Facebook (FB) plans to appoint members to its content oversight board later this year.

That’s according to Monika Bickert, Facebook’s head of global policy management, who spoke to Yahoo Finance’s Editor-in-Chief Andy Serwer from Facebook’s Menlo Park headquarters as part of a wide-ranging interview with her and two other executives who oversee content at Facebook: VP of Global Operations John DeVine and Vice President of Integrity, Guy Rosen.

“We will be releasing a charter that will explain, basically, how the board is going to work,” she said. “We are still in the process of figuring out some of the specifics and exactly who will be on it, but this is something that we are hoping to have people in place for the board by the end of this year.”

The oversight board will make decisions on whether to allow certain types of content on Facebook’s platform, as it grapples with how to combat controversial user content on its platform.

“We are creating a council, an oversight board, to which people can appeal,” Bickert added. “If they go through a Facebook appeal and they don't like our decision, they can appeal and ask this board to take a look and make a decision about whether or not that piece of content should be on Facebook. And that decision will be binding.”

Facebook has held events in various cities across the world throughout 2019 “with hundreds of folks that are experts in freedom of expression and internet and governance and digital rights,” said Guy Rosen, Facebook’s VP of Integrity.

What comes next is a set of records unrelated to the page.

PR #9, opened 2017-03-14
Solution to Assignment-1.2

iamashank:
Please review.

### DIFF
--- a/solutions/ashank-anshuman/assignment-1.2.py
+++ b/solutions/ashank-anshuman/assignment-1.2.py
@@ -1,0 +1,127 @@
+from sys import argv
+import re
+
+group = []
+arguments = {}
+shortnotation = {}
+comp_args = []
+
+
+def add_argument(*args, **kwargs):
+    # Format (arg name,short name(if any),type = int(if required),value = True(if required))
+    # Example : add_argument("--key",type = int,value = True)
+    # Creates a new argument
+    arguments[str(args[0]).lower()] = {}
+    arguments[str(args[0])]["value"]=False
+    if(len(args)==2):
+        arguments[str(args[0])]["arg_shortname"] = str(args[1].lower())
+        shortnotation[str(args[1].lower())] = str(args[0]).lower() 
+    for k,v in kwargs.items():
+        if(k == 'type'):
+            arguments[str(args[0])][type] = v
+        elif(k == "value"):
+            arguments[str(args[0])]["value"] = v
+
+
+def group_args(*args):
+    # Add conflicting arguments to common group
+    group.append([])
+    for arg in args:
+        group[len(group)-1].append(arg)
+
+def add_compargs(*args):
+    # Add arguments which must be present
+    for arg in args:
+        comp_args.append(arg)
+    
+
+def show_help():
+    # Shows usage
+    print ("Usage : ",end="")
+    for args in arguments:
+        if (args in comp_args):
+            print(args, end="  ")
+        else:
+            print ("["+args+"]" , end="  ")
+    print()
+
+add_argument("--help","-h")
+
+def parser():
+
+    # Test Arguments
+    add_argument("--key",type = int,value = True)
+    add_argument("--name",value = True)
+    add_argument("--verbrose","-v")
+    add_argument("alpha")
+    add_argument("beta")
+    add_argument("--local")
+    add_argument("--remote")
+    group_args("--local","--remote")
+
+    # Compulsory arguments
+    add_compargs("--key","--name")
+
+    counter = 0            
+    json_output = {}
+    for args in argv:
+        if(args != "assignment-1.2.py"):
+            arg = args.split('=')
+            if(arg[0].lower() in arguments or arg[0].lower() in shortnotation):         # Check if argument exists
+                if(arg[0].lower()=="--help" or arg[0].lower()=="-h"):                   # Shows help
+                    show_help()
+                    exit(0)
+                if(arg[0].lower() in shortnotation):                                    # Gets name of shortnotation
+                    arg[0] = shortnotation[arg[0].lower()]
+                if(arguments[arg[0]]["value"]):
+                    if(len(arg)==2):
+                        if(type in arguments[arg[0]]):                                  # Checks if value type of argument is correct
+                            try:
+                                temp = arguments[arg[0]][type](arg[1])
+                            except:
+                                print ("Error: command '",arg[0],"' must have a ",
+                                       str(arguments[arg[0]][type])," argument.")
+                                exit(0)
+                    else:
+                        print ("Error: argument '",arg[0],"' is missing its value.")
+                        exit(0)
+                    json_output[arg[0]] = arg[1]
+                else:
+                    if(len(arg)==2):
+                        print ("Error: argument '",arg[0],"' does not require any value.")
+                        exit(0)
+                    if(arg[0][0]=='-'):                                                 # Adds argument to json type object (dictionary in this case)
+                        json_output[arg[0]] = "True"
+                    else:
+                        json_output["sub"*counter+"command"] = arg[0]
+                        counter += 1
+                    
+            else:
+                print ("Error: argument '",arg[0],"' not found.")
+                exit(0)
+
+    for arg in comp_args:                                                               # Checks for presence of required arguments
+        if(arg not in json_output):
+            print("Error: '",arg,"' argument is required, but missing from input.")
+            exit(0)
+
+    for g in group:                                                                     # Checks if conflicting arguments are present
+        count = 0
+        temp_list = []
+        for arg in json_output:
+            if(arg in g):
+                temp_list.append(arg)
+                count += 1
+            if(count>1):
+                print ("Error: arguments '",temp_list[0],"' and '",
+                       temp_list[1],"' cannot be used together.")
+                exit(0)
+
+    for arg in json_output:                                                             # Formats argument name for returing as json type
+        temp = re.sub('[-]', '', arg)
+        json_output[temp] = json_output.pop(arg)
+
+    print (json_output)
+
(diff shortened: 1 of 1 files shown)


solutions/ashank-anshuman/assignment-1.2.py
```diff
@@ -0,0 +1,131 @@
...
+
+    # Test Arguments
+    add_argument("--key",type = int,value = True)
+    add_argument("--name",value = True)
+    add_argument("--verbrose","-v")
+    add_argument("alpha")
+    add_argument("beta")
+    add_argument("--local")
+    add_argument("--remote")
+    group_args("--local","--remote")
```
kaustubh-karkare: What if group arguments could be provided with a value?

solutions/ashank-anshuman/assignment-1.2.py
```diff
@@ -0,0 +1,131 @@
...
+
+    # Compulsory arguments
+    add_compargs("--key","--name")
+
+    counter = 0            
+    json_output = {}
+    for args in argv:
+        if(args != "assignment-1.2.py"):
```
kaustubh-karkare: This is inelegant. Figure out how to avoid it?

solutions/ashank-anshuman/assignment-1.2.py
```diff
@@ -0,0 +1,131 @@
+from sys import argv
+import re
+
+group = []
+arguments = {}
+shortnotation = {}
+comp_args = []
+
+
+def add_argument(*args, **kwargs):
```
kaustubh-karkare: Instead of accepting random kwargs as input, why not explicitly list them out to avoid issues?

solutions/ashank-anshuman/assignment-1.2.py
```diff
@@ -0,0 +1,131 @@
...
+    # Creates a new argument
+    # Format (arg name,short name(if any),
+    #           type = int(if a specific data type is required),
+    #           value = True(if a value is required))
+    # Example : add_argument("--key",type = int,value = True)
+    if(len(args)>2):
+        raise ValueError('More arguments were supplied than allowed.')
+    arguments[str(args[0]).lower()] = {}
+    arguments[str(args[0])]["value"]=False
```
kaustubh-karkare: So you have spaces around `=` in the previous line, but not this one. Please be consistent.

solutions/ashank-anshuman/assignment-1.2.py
```diff
@@ -0,0 +1,131 @@
...
+comp_args = []
+
+
+def add_argument(*args, **kwargs):
+    # Creates a new argument
+    # Format (arg name,short name(if any),
+    #           type = int(if a specific data type is required),
+    #           value = True(if a value is required))
+    # Example : add_argument("--key",type = int,value = True)
+    if(len(args)>2):
```
kaustubh-karkare:
```
if len(args) > 2:
```
No need for parenthesis, but space after `if`.

solutions/ashank-anshuman/assignment-1.2.py
```diff
@@ -0,0 +1,131 @@
...
+            print(args, end="  ")
+        else:
+            print ("["+args+"]" , end="  ")
+    print()
+
+add_argument("--help","-h")
+
+def parser():
+
+    # Test Arguments
```
kaustubh-karkare: For clean abstraction, please separate your input/output from your parsing logic. Try and make your code generic.

solutions/ashank-anshuman/assignment-1.2.py
```diff
@@ -0,0 +1,131 @@
...
+            if(count>1):
+                print ("Error: arguments '",temp_list[0],"' and '",
+                       temp_list[1],"' cannot be used together.")
+                exit(0)
+
+    for arg in json_output:                                                             # Formats argument name for returing as json type
+        temp = re.sub('[-]', '', arg)
+        json_output[temp] = json_output.pop(arg)
+
+    print (json_output)
```
kaustubh-karkare: No need for space after `print`.

solutions/ashank-anshuman/assignment-1.2.py
iamashank: It works for arguments with value too.
I added these just for the sake of example/testing.

solutions/ashank-anshuman/assignment-1.2.py
iamashank: Actually, I wanted to implement it the way 'Argparse' module does.
`parser.add_argument("square", help="display a square of a given number",
                    type=int)`
Here, the user may or may not add the 'type' argument depending on their need. To implement this I used kwargs.
I'll explicitly list them out in next commit.

iamashank:
I've made the requested changes in the code. Please review.

solutions/ashank-anshuman/assignment-1.2.py
```diff
@@ -0,0 +1,138 @@
...
+if __name__ == '__main__':
+
+    # Test Arguments
+    add_argument("--key",None,int,True)
+    add_argument("--name",None,None,True)
+    add_argument("--verbrose","-v",None,False)
+    add_argument("alpha",None,None,False)
+    add_argument("beta",None,None,False)
+    add_argument("--local",None,None,False)
+    add_argument("--remote",None,None,False)
```
kaustubh-karkare: Your API should be intuitive. Right now, since I've started reading from your main section, I have no clue what these `None`s and boolean values are, which means that it isn't intuitive yet.

solutions/ashank-anshuman/assignment-1.2.py
```diff
@@ -0,0 +1,138 @@
+from sys import argv
+import re
+
+group = []
+arguments = {}
+shortnotation = {}
+comp_args = []
```
kaustubh-karkare: Global variables like this, in general, aren't good design. Use classes and then store this data inside it.

solutions/ashank-anshuman/assignment-1.2.py
```diff
@@ -0,0 +1,138 @@
...
+        return
+    arguments[str(argname).lower()] = {}
+    if short_argname:
+        arguments[str(argname)]["short_argname"] = str(short_argname).lower()
+        shortnotation[str(short_argname).lower()] = str(argname).lower()
+    if datatype is None and value is True:
+        arguments[str(argname).lower()]["type"] = str
+    elif value is True:
+        arguments[str(argname).lower()]["type"] = datatype
+    arguments[str(argname).lower()]["value"] = value
```
kaustubh-karkare: Why not use classes here too? Instead of these dicts which all have the same structure.

solutions/ashank-anshuman/assignment-1.2.py
```diff
@@ -0,0 +1,138 @@
...
+
+
+def group_args(*args):
+    # Add conflicting arguments to a common group
+    group.append([])
+    for arg in args:
+        group[len(group)-1].append(arg)
+
+def add_compargs(*args):
```
kaustubh-karkare: Try and make names as obvious as possible. `comp` can refer to complete / comparison / etc. Compulsary is only one of the interpretations. `add_required_args` is a much better name. But I don't think that you should have this method anyway.

solutions/ashank-anshuman/assignment-1.2.py
```diff
@@ -0,0 +1,138 @@
...
+    print()
+
+add_argument("--help","-h",None,False)
+
+def parser():
+    counter = 0            
+    json_output = {}
+    for i in range(1,len(argv)):
+        arg = argv[i].split('=')
+        if arg[0].lower() in arguments or arg[0].lower() in shortnotation:         # Checks if argument exists
```
kaustubh-karkare: Why not convert to `.lower()` once and then use that result? Instead of calling it 5 times.

solutions/ashank-anshuman/assignment-1.2.py
```diff
@@ -0,0 +1,138 @@
+from sys import argv
+import re
+
+group = []
+arguments = {}
+shortnotation = {}
+comp_args = []
+
+def add_argument(argname,short_argname=None,datatype=str,value=False):
```
kaustubh-karkare: `value` isn't a good name. `can_have_value` is much clearer. You can see how it is possible to misinterpret the original name.

solutions/ashank-anshuman/assignment-1.2.py
```diff
@@ -0,0 +1,138 @@
...
+            if arg[0].lower() == "--help" or arg[0].lower() == "-h":               # Shows help
+                show_help()
+                exit(0)
+            if arg[0].lower() in shortnotation:                                    # Gets name of shortnotation
+                arg[0] = shortnotation[arg[0].lower()]
+            if arguments[arg[0]]["value"] is True:
+                if len(arg) == 2:
+                    if "type" in arguments[arg[0]]:                                # Checks if value type of argument is correct
+                        try:
+                            temp = arguments[arg[0]]["type"](arg[1])
```
kaustubh-karkare: In general, `temp` is always a bad name. You want to make it very obvious what the variable contains.

solutions/ashank-anshuman/assignment-1.2.py
```diff
@@ -0,0 +1,138 @@
...
+        else:
+            print("Error: argument '",arg[0],"' not found.")
+            exit(0)
+
+    for arg in comp_args:                                                            # Checks for presence of required arguments
+        if arg not in json_output:
+            print("Error: '",arg,"' argument is required, but missing from input.")
+            exit(0)
+
+    for g in group:                                                                  # Checks if conflicting arguments are present
```
kaustubh-karkare: Looks like the line length exceeds limits. In order to facilitate easy reviews, the convention is to limit it to 80 characters or something similar.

The company is also taking steps to ensure the board remains independent in its decision making, especially as it relates to how board members are compensated.

“We need to create some sort of independent entity that we pre-fund, because we do need to make sure the board has the facility to operate and to compensate people for their time,” Rosen added. “But we don't want to be involved in any of those decisions on an ongoing basis, because we need to make sure that they can be truly independent and they can overrule us.”